PR #2681, opened 2024-10-18
kie-issues#1547: DMN Editor: Render evaluation highlights in the Boxed Expression Editor

### LINKED ISSUE #1547: DMN Editor: Render evaluation highlights in the Boxed Expression Editor (Decision Tables + Boxed Conditional Expressions)
This issue is another part related to https://github.com/apache/incubator-kie-issues/issues/1527

We should extend the functionality of the boxed-expression-component to be able to highlight evaluation hit count in the Decision Table and Boxed Conditional Expression using the evaluation results of DMN Runner. Disabling the "Evaluation Highlights" (#1527) must normally render the Boxed Expression Editor.
 
Figure 1 shows a Decision Table that had multiple rule hits and is highlighted in a purple color (rgb(215 201 255)). The number of hits is represented in the top left corner of the index row with a triangular badge. Rules that didn't have a hit must appear dimmed, with a grayscale and reduced opacity. In the case of the DMN Runner table, hovering the mouse on top of the badge must render the responsible input rows as illustrated.

image-2024-10-09-19-36-47-350

Figure 2 shows a Boxed Conditional Expression with the "then" expression highlighted, and the "else" expression dimmed. This example follows the same changes of the Decision Table highlights. 

image-2024-10-09-19-40-48-918

Figure 3 shows an example with nested expressions and a high number of hits. When the number of hits gets higher, the font size gets lower to accommodate the value inside the badge. The expression header inside the condition is highlighted to show the user that the entire expression is part of the condition.
image-2024-10-09-19-44-01-162

jomarko:
Closes: apache/incubator-kie-issues/issues/1547

### checklist
- [x] decision table
- [x] conditional
- [x] context additional row
- [x] nested expressions

### testing
New `Evaluation Hits` stories were added into `Conditional` and `Decision Table` stories.


packages/boxed-expression-component/src/table/BeeTable/BeeTable.css
```diff
@@ -203,6 +203,46 @@
   border: 0;
 }
 
+.expression-container .table-component tr.evaluation-highlights-row-overlay > td:first-child::before {
```
jomarko: `first-child` here was my decision to use, otherwise there is problem, when `then`/ `else` branch has nested decision table, but not all decision table rules were evaluated. see:
Screenshot 2024-10-30 132337

packages/boxed-expression-component/src/api/BeeTable.ts
```diff
@@ -97,6 +97,10 @@ export interface BeeTableProps<R extends object> {
   shouldShowColumnsInlineControls: boolean;
   resizerStopBehavior: ResizerStopBehavior;
   lastColumnMinWidth?: number;
+  /** Index of the column, where the evaluation hits count should be displayed. If not set, evaluation hits count number is not shown. */
+  evaluationHitsCountColumnIndex?: number;
+  /** Method should return true for table rows, that can display evaluation hits count, false otherwise. If not set, BeeTableBody defaults to false. */
+  getEvaluationHitsCountSupportedByRow?: (row: ReactTable.Row<R>) => boolean;
```
ljmotta: The name is a little strange for me. The idea is to the get if a row supports (or not) the "EvaluationHitsCount". I don't think the "ByRow" makes sense, so:
- `isEvaluationHitCountSupported(row: Row)`: The `is` tells the method will be boolean
- `supportsEvaluationHitCount(row: Row)`

Another idea is to use the `args: { row: Row }`, but I don't think is necessary, as we just have one parameter.

packages/boxed-expression-component/src/expressions/ConditionalExpression/ConditionalExpression.tsx
```diff
@@ -247,6 +256,8 @@ export function ConditionalExpression({
           shouldRenderRowIndexColumn={false}
           shouldShowRowsInlineControls={false}
           shouldShowColumnsInlineControls={false}
+          evaluationHitsCountColumnIndex={1}
```
ljmotta: Why `1`? Could you please add a comment here? Or make it a variable with a very good name.

packages/boxed-expression-component/src/expressions/DecisionTableExpression/DecisionTableExpression.tsx
```diff
@@ -1073,6 +1077,8 @@ export function DecisionTableExpression({
         shouldRenderRowIndexColumn={true}
         shouldShowRowsInlineControls={true}
         shouldShowColumnsInlineControls={true}
+        evaluationHitsCountColumnIndex={0}
```
ljmotta: I get the `0` here, but it would be good to add a comment too.

packages/boxed-expression-component/src/BoxedExpressionEditorContext.tsx
```diff
@@ -34,6 +34,7 @@ export interface BoxedExpressionEditorContextType {
   pmmlDocuments?: PmmlDocument[];
   dataTypes: DmnDataType[];
   isReadOnly?: boolean;
+  evaluationHitsCountPerId?: Map<string, number>;
```
ljmotta:
```suggestion
  evaluationHitsCountById?: Map<string, number>;
```

To keep consistency with other variables in the codebase.

packages/boxed-expression-component/src/table/BeeTable/BeeTableBody.tsx
```diff
@@ -72,15 +77,29 @@ export function BeeTableBody<R extends object>({
...
       reactTableInstance.prepareRow(row);
 
+      const rowKey = getRowKey(row);
+      const isEvalationHitsCountSupportedByRow: boolean = getEvaluationHitsCountSupportedByRow?.(row) ?? false;
+      const rowEvaluationHitsCount = evaluationHitsCountPerId ? evaluationHitsCountPerId?.get(rowKey) ?? 0 : undefined;
+      const canDisplayEvaluationHitsCountRowOverlay =
+        rowEvaluationHitsCount !== undefined && isEvalationHitsCountSupportedByRow === true;
+      const rowClassName = canDisplayEvaluationHitsCountRowOverlay
+        ? rowKey + (rowEvaluationHitsCount > 0 ? " evaluation-hits-count-row-overlay" : "")
+        : rowKey;
```
ljmotta: This part is a little dense, a lot of information here.
 - Could you please inline the `isEvalationHitsCountSupportedByRow` as it's used only one time?
 - I'm not sure about this one, but can you force the ternary to be written in multiple lines?
 - Could you please add a line break between? As multiple ternaries can be very difficult to read.

packages/boxed-expression-component/src/table/BeeTable/BeeTableTd.tsx
```diff
@@ -225,6 +231,12 @@ export function BeeTableTd<R extends object>({
     return onDataCellKeyUp?.(column.id);
   }, [column.id, onDataCellKeyUp]);
 
+  const evaluationHitsCountBadgeClassName = canDisplayEvaluationHitsCountBadge
+    ? (evaluationHitsCount ?? 0) > 0
+      ? "evaluation-hits-count-badge-colored"
+      : "evaluation-hits-count-badge-non-colored"
+    : "";
```
ljmotta: Please, use an `useMemo` hook here.

ljmotta (changes requested):
@jomarko Thanks a lot for your PR. I didn't have time to manually test it, but I will. Until then, I've made some comments inline.

packages/boxed-expression-component/src/table/BeeTable/BeeTableTd.tsx
jomarko: thank you, used

packages/boxed-expression-component/src/api/BeeTable.ts
jomarko: understand, done

packages/boxed-expression-component/src/table/BeeTable/BeeTableBody.tsx
jomarko: the ternary operator is tricky

there is an eslint rule, that would force what you propose:
```
https://eslint.style/rules/js/multiline-ternary
```

However once I used it in project and formatted ternary operators as multiple lines, the current prettier configuration, the pre-commit hook for formatting we have reverted those changes, or adapted them in a way, that caused eslint again complaining..

So we have currently a prettier configuration that is not compatible with this eslint rule.

ljmotta:
@jomarko Thanks for applying the changes.

After manually testing it, I could find a CSS that will highlight as first discussed:

```css
.expression-container-box .conditional-expression .table-component tr.evaluation-hits-count-row-overlay > td:first-child::before {
  content: "";
  position: absolute;
  background-color: rgb(215, 201, 255, 0.5);
  left: 0;
  top: 0;
  width: 100%;
  height: 100%;
}

.expression-container-box .conditional-expression .table-component tr.evaluation-hits-count-row-overlay > td > div > div > div > .logic-type-selected-header::before {
  content: "";
  position: absolute;
  background-color: rgb(215, 201, 255, 0.5);
  left: 0;
  top: 0;
  width: 100%;
  height: 100%;
}

.expression-container-box .decision-table-expression .table-component tr.evaluation-hits-count-row-overlay > td::before {
  content: "";
  position: absolute;
  background-color: rgb(215, 201, 255, 0.5);
  left: 0;
  top: 0;
  width: 100%;
  height: 100%;
}
```

You will need to add a `conditional-expression` class to the `ConditionalExpression.tsx` file:

```tsx
      <div className={"conditional-expression"} data-testid={"kie-tools--boxed-expression-component---conditional"}>
        <BeeTable<ROWTYPE>
           ...
```

image

I guess it can be simplified, but I broke into the `conditional-expression`, `decision-table-expression` and `logic-type-selected-header` CSS.

packages/boxed-expression-component/src/expressions/ConditionalExpression/ConditionalExpression.tsx
jomarko: removed from the codebase

packages/boxed-expression-component/src/expressions/DecisionTableExpression/DecisionTableExpression.tsx
jomarko: removed from the codebase

klbowers (approved):
Thanks @jomarko everything looks great to me!

packages/boxed-expression-component/stories/boxedExpressionStoriesWrapper.tsx
ljmotta, line 1: It's not necessary to modify the `BoxedExpressionEditorStoryArgs` type, as the `BoxedExpressionEditorProps` already contains the `evaluationHitsCountById` property.

Also, the `useState` isn't required.

The evaluationHitsCountById should have the same value as other props:

```tsx
evaluationHitsCountById={props?.evaluationHitsCountById ?? args?.evaluationHitsCountById}
```

ljmotta (changes requested):
@jomarko I've just one last comment regarding the `boxedExpressionStoriesWrapper`.

packages/boxed-expression-component/stories/boxedExpressionStoriesWrapper.tsx
jomarko: thank you, I am happy we can keep it simple

ljmotta (approved):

● **TASK ITEM**
The response must repeat exactly the lines from the top of the material through the line containing "We should extend", both included, with no other output.

● **SOLVED PROBLEM**
PR #2681, opened 2024-10-18
kie-issues#1547: DMN Editor: Render evaluation highlights in the Boxed Expression Editor

### LINKED ISSUE #1547: DMN Editor: Render evaluation highlights in the Boxed Expression Editor (Decision Tables + Boxed Conditional Expressions)
This issue is another part related to https://github.com/apache/incubator-kie-issues/issues/1527

We should extend the functionality of the boxed-expression-component to be able to highlight evaluation hit count in the Decision Table and Boxed Conditional Expression using the evaluation results of DMN Runner. Disabling the "Evaluation Highlights" (#1527) must normally render the Boxed Expression Editor.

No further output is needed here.